### Work to complete
The whole listing is to be retyped exactly as it appears.

*** Data ***

PR #818, opened 2021-12-23
chore(components): Update package json to accommodate the DatePicker import

robbyjobber:
## Motivations
- we are now importing the CSS module of react-datepicker CSS into our component to unchoke our NEXTJS builds. The postcss-import is the plugin that handles the importation of external CSS into our CSS modules which is only run during `npm run build` and `npm start` in our local dev.  In production, this is not the case hence why it fails.
- `package.json` has now been updated to not run `npm run build:CSS` in components since we are already pushing up the CSS types created from the gatsby/webpack `postcss-import` plugin.  This script is the reason why it is breaking because it keeps overwriting what we currently have committed in our branch.
- this `package.json` configuration `"build:cssTypes": "tcm src",` creates the CSS types but is missing the import CSS types because it does not run the postcss-import plugin like this example`"build:css:icons": "postcss src/icons/*.css --dir icons/ --use postcss-import"` that exists in `packages/foundation`.  

charlie-day

### DIFF
--- a/package.json
+++ b/package.json
@@ -4,7 +4,6 @@
   "version": "0.0.1",
   "license": "MIT",
   "scripts": {
-    "prestart": "cd packages/components && npm run build",
     "start": "USE_ATLANTIS_ALIASES=true docz dev",
     "start:withPrivateComponents": "USE_ATLANTIS_ALIASES=true PRIVATE_COMPONENTS=visible docz dev",
     "test": "jest",
--- a/package.json
+++ b/package.json
@@ -4,7 +4,7 @@
   "version": "0.0.1",
   "license": "MIT",
   "scripts": {
-    "prestart": "cd packages/components && npm run build:cssTypes",
+    "prestart": "cd packages/components && npm run build",
     "start": "USE_ATLANTIS_ALIASES=true docz dev",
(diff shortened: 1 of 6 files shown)


robbyjobber:
@darryltec 's changes looks good to me.  Tested on nextjs prerelease and looks good

darryltec (approved):
Just gonna log my broken thoughts here. We'll do a larger documentation on how exactly the install, start, and release happen and how it affects each other

- `npm ci` and `npm start` yields a different `.css.d.ts` file because the `ci` step has no knowledge of how to read `@import` while the `start` step does and outputs the correct `.css.d.ts`
- Had the assumption that the `build:cssTypes` aka `tcm src` step was there to make sure a `.d.ts` file exists before doing the rollup when you `generate` a new component with a `.css` file
  - Since `.css.d.ts` also gets autogenerated with webpacker when you run `npm start` and that most of those `.css.d.ts` are already generated and checked into master, it is a lot safer to update the generator to include a `.css.d.ts`
- This fixes the issue of mismatched `.css.d.ts` file when releasing as the release only runs `ci` and not `start`

Follow up work if we don't do this already: Probably fail the `build_docs` step in CI when there are uncommitted files like how the release step fails when the same happens.

darryltec:
Jobber online still works flawlessly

*** End of Data ***

### Exercise solution
PR #818, opened 2021-12-23
chore(components): Update package json to accommodate the DatePicker import

robbyjobber:
## Motivations
- we are now importing the CSS module of react-datepicker CSS into our component to unchoke our NEXTJS builds. The postcss-import is the plugin that handles the importation of external CSS into our CSS modules which is only run during `npm run build` and `npm start` in our local dev.  In production, this is not the case hence why it fails.
- `package.json` has now been updated to not run `npm run build:CSS` in components since we are already pushing up the CSS types created from the gatsby/webpack `postcss-import` plugin.  This script is the reason why it is breaking because it keeps overwriting what we currently have committed in our branch.
- this `package.json` configuration `"build:cssTypes": "tcm src",` creates the CSS types but is missing the import CSS types because it does not run the postcss-import plugin like this example`"build:css:icons": "postcss src/icons/*.css --dir icons/ --use postcss-import"` that exists in `packages/foundation`.  

charlie-day

### DIFF
--- a/package.json
+++ b/package.json
@@ -4,7 +4,6 @@
   "version": "0.0.1",
   "license": "MIT",
   "scripts": {
-    "prestart": "cd packages/components && npm run build",
     "start": "USE_ATLANTIS_ALIASES=true docz dev",
     "start:withPrivateComponents": "USE_ATLANTIS_ALIASES=true PRIVATE_COMPONENTS=visible docz dev",
     "test": "jest",
--- a/package.json
+++ b/package.json
@@ -4,7 +4,7 @@
   "version": "0.0.1",
   "license": "MIT",
   "scripts": {
-    "prestart": "cd packages/components && npm run build:cssTypes",
+    "prestart": "cd packages/components && npm run build",
     "start": "USE_ATLANTIS_ALIASES=true docz dev",
(diff shortened: 1 of 6 files shown)


robbyjobber:
@darryltec 's changes looks good to me.  Tested on nextjs prerelease and looks good

darryltec (approved):
Just gonna log my broken thoughts here. We'll do a larger documentation on how exactly the install, start, and release happen and how it affects each other

- `npm ci` and `npm start` yields a different `.css.d.ts` file because the `ci` step has no knowledge of how to read `@import` while the `start` step does and outputs the correct `.css.d.ts`
- Had the assumption that the `build:cssTypes` aka `tcm src` step was there to make sure a `.d.ts` file exists before doing the rollup when you `generate` a new component with a `.css` file
  - Since `.css.d.ts` also gets autogenerated with webpacker when you run `npm start` and that most of those `.css.d.ts` are already generated and checked into master, it is a lot safer to update the generator to include a `.css.d.ts`
- This fixes the issue of mismatched `.css.d.ts` file when releasing as the release only runs `ci` and not `start`

Follow up work if we don't do this already: Probably fail the `build_docs` step in CI when there are uncommitted files like how the release step fails when the same happens.

darryltec:
Jobber online still works flawlessly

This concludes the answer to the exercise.